Pytorch implementation of the independent model with BERT and SpanBERT proposed in BERT for Coreference Resolution: Baselines and Analysis and SpanBERT: Improving Pre-training by Representing and Predicting Spans.
This implementation contains additional scripts and configurations I used in the context of my master's thesis. That includes the use of other pre-trained language models, training the model on various German datasets and improving its performance for low resource languages leveraging transfer learning. For the vanilla versions of the fundamental coreference resolution models see the Repository Overview.
This implementation is based upon the original implementation by the papers authors. The model and misc_ packages are written from scratch, whereas some scripts in the setup package and the entire eval package are borrowed with almost no changes from the original implementation. Optimization for mention pruning inspired by Ethan Yang.
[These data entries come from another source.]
Issue #150, opened 2022-11-15
Warn of failures in aligned_alloc 


harsha-simhadri:
https://github.com/microsoft/DiskANN/blob/8635dadb63391c09da0e450278136de5d88ad7cc/include/utils.h#L177

Replace assert with if and a meaningful message.

PR #1250, opened 2026-07-10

This repository contains three additional branches of different PyTorch models. These are reimplemantations of models originally implemented with Tensorflow. The following tables gives an overview over the branches, the corresponding papers and original implementations.
This project was written with Python 3.8.5 and PyTorch 1.7.1. For installation details regarding PyTorch please visit the
official website. Further requirements are listed in the requirements.txt and can be
installed via pip: pip install -r requirements.txt
Hint: Run setup.sh in an environment with Python 2.7 so the CoNLL-2012 scripts are executed by the correct interpreter
To obtain all necessary data for training, evaluation, and inference in English run setup.sh with the path to the OntoNotes 5.0 folder (often named ontonotes-release-5.0).
e.g. $ ./setup.sh /path/to/ontonotes-release-5.0
Run python setup/bert_tokenize.py -c <conf>
to tokenize and segment the data before training, evaluating
or testing that specific configuration. See coref.cong for the available configurations.
The misc folder contains scripts to convert the German datasets Tüba-D/Z v10/11, SemEval-2010 and DIRNDL into the required CoNLL-2012 format. For the SemEval-2010 make sure to remove the singletons in order to get comparable results. Use minimize.py and bert_tokenize.py to obtain the desired file to train with.
Run the training with python train.py -c <config> -f <folder> --cpu --amp --check --split
.Select with
conf
one of the four available configurations (bert-base, bert-large, spanbert-base, spanbert-large). The
parameter folder
names the folder the snapshots, taken during the training, are saved to. If the given
folder already exists and contains at least one snapshot the training is restarted loading the latest snapshot. The
optional flags cpu
and amp
can be set to train exclusively on the CPU or to use the automatic
mixed precision training. Gradient checkpointing can be used with the option check
to further reduce the
GPU memory usage or the model can even be split up onto two GPUs with split
.
To fine-tune multilingual models trained on the OntoNotes 5.0 dataset on German datasets, adapt the configuration in coref.conf and place the latest snapshot into the same folder the fine-tuned model should write its snapshots to. Then start training as described above.
For easier parameter tuning use train_fine.py and write a shell script to programmatically pass the learning rates and epochs into the training.
To redo the adversarial training described in the thesis run python train_adv.py
. The only configuration
setup for this training is the bert-multilingual-base. Make sure to have created the adv_data_file besides the
English data before training.
To evalute the trained model on German comment in the desired dataset in the coref.conf. For validate if the training brought English and German embeddings closer together as desired use the analyze_emb_similarity.py script.
Run the evaluation with python evaluate.py -c <conf> -p <pattern> --cpu --amp --split
. All snapshots in the
data/ckpt folder that match the given pattern
are evaluated. This works with simple snapshots (pt) as
well as with snapshots with additional metadata (pt.tar). See Training for details on the remaining
parameters.
To evaluate previous predictions dumped during training or evaluation use the eval_dumped_preds.py script.